*** Opening of Provided data ***
PR #1886, opened 2018-09-15
Resolves #1883, use require directly instead of the require_node method

### LINKED ISSUE #1883: require function is used in a way in which dependencies cannot be statically extracted
This warning message is thrown by Webpack when it processes this file: https://github.com/Mogztter/opal-node-runtime/blob/master/src/nodejs.js

```
WARNING in ./node_modules/opal-runtime/src/nodejs.js
28:48-55 Critical dependency: require function is used in a way in which dependencies cannot be statically extracted
 @ ./node_modules/opal-runtime/src/nodejs.js
 @ ./node_modules/opal-runtime/src/index.js
 @ ./node_modules/asciidoctor.js/dist/browser/asciidoctor.js
 @ ./index.jsx
 @ multi ./index.jsx
```

I think that Webpack is confused because `require` is registered as a constant and we are using a function to require Node modules in the Kernel class: https://github.com/opal/opal/blob/d77bd3ce19e101988578cdb6314d659491a77844/stdlib/nodejs/kernel.rb#L3-L22

I'm wondering if we could generate code that we will be easier to parse for static analysis ? I don't really see the value of `@__fs__ = node_require :fs` (but I'm might be missing something ?)
Maybe we should use:

```js
@__fs__ = `require('fs')`
```

Original issue: https://github.com/asciidoctor/asciidoctor.js/issues/508

Mogztter:
Static tools should now be able to resolve dependencies.

### DIFF
--- a/stdlib/nodejs/kernel.rb
+++ b/stdlib/nodejs/kernel.rb
@@ -18,7 +18,7 @@ module Kernel
 
   # @deprecated Please use `require('module')` instead
   def node_require(path)
-    warn '[DEPRECATION] node_require is deprecated.  Please use `require(\'module\')` instead.'
+    warn '[DEPRECATION] node_require is deprecated. Please use `require(\'module\')` instead.'
     `#{NODE_REQUIRE}(#{path.to_str})`
   end
 end
--- a/stdlib/nodejs/kernel.rb
+++ b/stdlib/nodejs/kernel.rb
@@ -16,6 +16,7 @@ module Kernel
     }
   end
 
+  # @deprecated Please use `require('module')` instead
   def node_require(path)
     `#{NODE_REQUIRE}(#{path.to_str})`
   end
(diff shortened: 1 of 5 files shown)


stdlib/nodejs/kernel.rb
```diff
@@ -16,6 +16,7 @@ def caller(*args)
     }
   end
 
+  # @deprecated Please use `require('module')` instead
   def node_require(path)
```
elia: Can you add a `warn` inside the method too? 
Shouldn't bother users too much since it happens only once when files are initially required?

Mogztter: I added the `warn` message using the GitHub UI 😨

Mogztter: @elia Does the deprecation message look good ?

elia: @Mogztter it looks good, only a nitpick, you should remove the backticks around `node_require` or make clear `require('module')` needs to be wrapped in them.

Mogztter: Indeed, I will remove the backticks around `node_require`, my bad

Mogztter:
🎉 🎉 🎉

PR #1888, opened 2018-10-02
improve String#to_proc perf

### LINKED ISSUE #1659: Passing a symbol proc to an enumerable method instead of a block is considerably slower
Passing a symbol proc to an iteration method of an enumerable is considerable slower than passing a block.

Consider the following case:

```ruby
lines.map {|line| line.strip }
```

If we rewrite this as:

```ruby
lines.map(&:strip)
```

The code takes almost twice as long to execute when running in Opal. (whereas MRI executes it slightly faster).

I would expect for Opal to produce the same JavaScript in both cases, effectively expanding the symbol proc to long form. Instead, it does the resolution of the proc from the symbol at runtime.

elia:
Builds on https://github.com/opal/opal/commit/6ce0619e0e1acdb2ba8ca406263bd8a2a329a91f

Fixes #1659 

reaching 1.06x vs the inlined block

cc @mojavelinux @Mogztter

### DIFF
--- a/opal/corelib/runtime.js
+++ b/opal/corelib/runtime.js
@@ -1654,7 +1654,9 @@
     var body = (typeof(method) === 'string') ? recv['$'+method] : method;
 
     if (body != null) {
-      body.$$p = block;
+      if (typeof block === 'function') {
+        body.$$p = block;
+      }
       return body.apply(recv, args);
     }
 
--- a/opal/corelib/string.rb
+++ b/opal/corelib/string.rb
@@ -1313,16 +1313,33 @@ class String < `String`
   end
 
   def to_proc
-    sym = `self.valueOf()`
+    method_name = '$' + `self.valueOf()`
 
     proc do |*args, &block|
       %x{
         if (args.length === 0) {
           #{raise ArgumentError, 'no receiver given'}
         }
-        var obj = args.shift();
-        if (obj == null) obj = nil;
-        return Opal.send(obj, sym, args, block);
+
+        var recv = args[0];
+
+        if (recv == null) recv = nil;
+
+        var body = recv[#{method_name}];
+
+        if (!body) {
+          return recv.$method_missing.apply(recv, args);
+        }
+
+        if (typeof block === 'function') {
+          body.$$p = block;
+        }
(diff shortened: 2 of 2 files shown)


elia:
IPS benchmark results (see https://github.com/opal/opal/pull/1888/commits/3868d5e0aaeb27c92d195fe7d5e55d249f1521d9)

```
BEFORE

opal:elia/string-to-proc-perf ⤑ bundle exec rake bench:ips FILE=benchmark-ips/bm_symbol_to_proc.rb                                     ~/C/opal
=== Files: benchmark-ips/bm_symbol_to_proc.rb
bundle exec opal --dynamic-require ignore --missing-require ignore -ropal/platform -gbenchmark-ips -rbenchmark/ips -A benchmark-ips/bm_symbol_to_proc.rb
           map block     1.090k i/100ms
          map symbol   869.000  i/100ms
           map block     11.302k (± 1.0%) i/s -     56.680k in   5.015370s
          map symbol      8.878k (± 2.3%) i/s -     45.188k in   5.092622s

Comparison:
           map block:    11302.5 i/s
          map symbol:     8878.1 i/s - 1.27x  slower



AFTER

opal:master ⤑ bundle exec rake bench:ips FILE=benchmark-ips/bm_symbol_to_proc.rb                                                       ~/C/opal
=== Files: benchmark-ips/bm_symbol_to_proc.rb
bundle exec opal --dynamic-require ignore --missing-require ignore -ropal/platform -gbenchmark-ips -rbenchmark/ips -A benchmark-ips/bm_symbol_to_proc.rb
           map block   980.000  i/100ms
          map symbol   977.000  i/100ms
           map block     10.430k (± 1.1%) i/s -     52.920k in   5.074384s
          map symbol      9.804k (± 2.6%) i/s -     49.827k in   5.086232s

Comparison:
           map block:    10430.1 i/s
          map symbol:     9803.7 i/s - 1.06x  slower
```

mojavelinux:
Nice work. Every day Opal gets faster is a good day for me ;)

elia:
oops, the second commit had no change attached, fixed now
*** Close of Provided data ***
◆ Exercise brief
Copy out each record above exactly, leaving nothing out.

◆ Result of the exercise
PR #1886, opened 2018-09-15
Resolves #1883, use require directly instead of the require_node method

### LINKED ISSUE #1883: require function is used in a way in which dependencies cannot be statically extracted
This warning message is thrown by Webpack when it processes this file: https://github.com/Mogztter/opal-node-runtime/blob/master/src/nodejs.js

```
WARNING in ./node_modules/opal-runtime/src/nodejs.js
28:48-55 Critical dependency: require function is used in a way in which dependencies cannot be statically extracted
 @ ./node_modules/opal-runtime/src/nodejs.js
 @ ./node_modules/opal-runtime/src/index.js
 @ ./node_modules/asciidoctor.js/dist/browser/asciidoctor.js
 @ ./index.jsx
 @ multi ./index.jsx
```

I think that Webpack is confused because `require` is registered as a constant and we are using a function to require Node modules in the Kernel class: https://github.com/opal/opal/blob/d77bd3ce19e101988578cdb6314d659491a77844/stdlib/nodejs/kernel.rb#L3-L22

I'm wondering if we could generate code that we will be easier to parse for static analysis ? I don't really see the value of `@__fs__ = node_require :fs` (but I'm might be missing something ?)
Maybe we should use:

```js
@__fs__ = `require('fs')`
```

Original issue: https://github.com/asciidoctor/asciidoctor.js/issues/508

Mogztter:
Static tools should now be able to resolve dependencies.

### DIFF
--- a/stdlib/nodejs/kernel.rb
+++ b/stdlib/nodejs/kernel.rb
@@ -18,7 +18,7 @@ module Kernel
 
   # @deprecated Please use `require('module')` instead
   def node_require(path)
-    warn '[DEPRECATION] node_require is deprecated.  Please use `require(\'module\')` instead.'
+    warn '[DEPRECATION] node_require is deprecated. Please use `require(\'module\')` instead.'
     `#{NODE_REQUIRE}(#{path.to_str})`
   end
 end
--- a/stdlib/nodejs/kernel.rb
+++ b/stdlib/nodejs/kernel.rb
@@ -16,6 +16,7 @@ module Kernel
     }
   end
 
+  # @deprecated Please use `require('module')` instead
   def node_require(path)
     `#{NODE_REQUIRE}(#{path.to_str})`
   end
(diff shortened: 1 of 5 files shown)


stdlib/nodejs/kernel.rb
```diff
@@ -16,6 +16,7 @@ def caller(*args)
     }
   end
 
+  # @deprecated Please use `require('module')` instead
   def node_require(path)
```
elia: Can you add a `warn` inside the method too? 
Shouldn't bother users too much since it happens only once when files are initially required?

Mogztter: I added the `warn` message using the GitHub UI 😨

Mogztter: @elia Does the deprecation message look good ?

elia: @Mogztter it looks good, only a nitpick, you should remove the backticks around `node_require` or make clear `require('module')` needs to be wrapped in them.

Mogztter: Indeed, I will remove the backticks around `node_require`, my bad

Mogztter:
🎉 🎉 🎉

PR #1888, opened 2018-10-02
improve String#to_proc perf

### LINKED ISSUE #1659: Passing a symbol proc to an enumerable method instead of a block is considerably slower
Passing a symbol proc to an iteration method of an enumerable is considerable slower than passing a block.

Consider the following case:

```ruby
lines.map {|line| line.strip }
```

If we rewrite this as:

```ruby
lines.map(&:strip)
```

The code takes almost twice as long to execute when running in Opal. (whereas MRI executes it slightly faster).

I would expect for Opal to produce the same JavaScript in both cases, effectively expanding the symbol proc to long form. Instead, it does the resolution of the proc from the symbol at runtime.

elia:
Builds on https://github.com/opal/opal/commit/6ce0619e0e1acdb2ba8ca406263bd8a2a329a91f

Fixes #1659 

reaching 1.06x vs the inlined block

cc @mojavelinux @Mogztter

### DIFF
--- a/opal/corelib/runtime.js
+++ b/opal/corelib/runtime.js
@@ -1654,7 +1654,9 @@
     var body = (typeof(method) === 'string') ? recv['$'+method] : method;
 
     if (body != null) {
-      body.$$p = block;
+      if (typeof block === 'function') {
+        body.$$p = block;
+      }
       return body.apply(recv, args);
     }
 
--- a/opal/corelib/string.rb
+++ b/opal/corelib/string.rb
@@ -1313,16 +1313,33 @@ class String < `String`
   end
 
   def to_proc
-    sym = `self.valueOf()`
+    method_name = '$' + `self.valueOf()`
 
     proc do |*args, &block|
       %x{
         if (args.length === 0) {
           #{raise ArgumentError, 'no receiver given'}
         }
-        var obj = args.shift();
-        if (obj == null) obj = nil;
-        return Opal.send(obj, sym, args, block);
+
+        var recv = args[0];
+
+        if (recv == null) recv = nil;
+
+        var body = recv[#{method_name}];
+
+        if (!body) {
+          return recv.$method_missing.apply(recv, args);
+        }
+
+        if (typeof block === 'function') {
+          body.$$p = block;
+        }
(diff shortened: 2 of 2 files shown)


elia:
IPS benchmark results (see https://github.com/opal/opal/pull/1888/commits/3868d5e0aaeb27c92d195fe7d5e55d249f1521d9)

```
BEFORE

opal:elia/string-to-proc-perf ⤑ bundle exec rake bench:ips FILE=benchmark-ips/bm_symbol_to_proc.rb                                     ~/C/opal
=== Files: benchmark-ips/bm_symbol_to_proc.rb
bundle exec opal --dynamic-require ignore --missing-require ignore -ropal/platform -gbenchmark-ips -rbenchmark/ips -A benchmark-ips/bm_symbol_to_proc.rb
           map block     1.090k i/100ms
          map symbol   869.000  i/100ms
           map block     11.302k (± 1.0%) i/s -     56.680k in   5.015370s
          map symbol      8.878k (± 2.3%) i/s -     45.188k in   5.092622s

Comparison:
           map block:    11302.5 i/s
          map symbol:     8878.1 i/s - 1.27x  slower



AFTER

opal:master ⤑ bundle exec rake bench:ips FILE=benchmark-ips/bm_symbol_to_proc.rb                                                       ~/C/opal
=== Files: benchmark-ips/bm_symbol_to_proc.rb
bundle exec opal --dynamic-require ignore --missing-require ignore -ropal/platform -gbenchmark-ips -rbenchmark/ips -A benchmark-ips/bm_symbol_to_proc.rb
           map block   980.000  i/100ms
          map symbol   977.000  i/100ms
           map block     10.430k (± 1.1%) i/s -     52.920k in   5.074384s
          map symbol      9.804k (± 2.6%) i/s -     49.827k in   5.086232s

Comparison:
           map block:    10430.1 i/s
          map symbol:     9803.7 i/s - 1.06x  slower
```

mojavelinux:
Nice work. Every day Opal gets faster is a good day for me ;)

elia:
oops, the second commit had no change attached, fixed now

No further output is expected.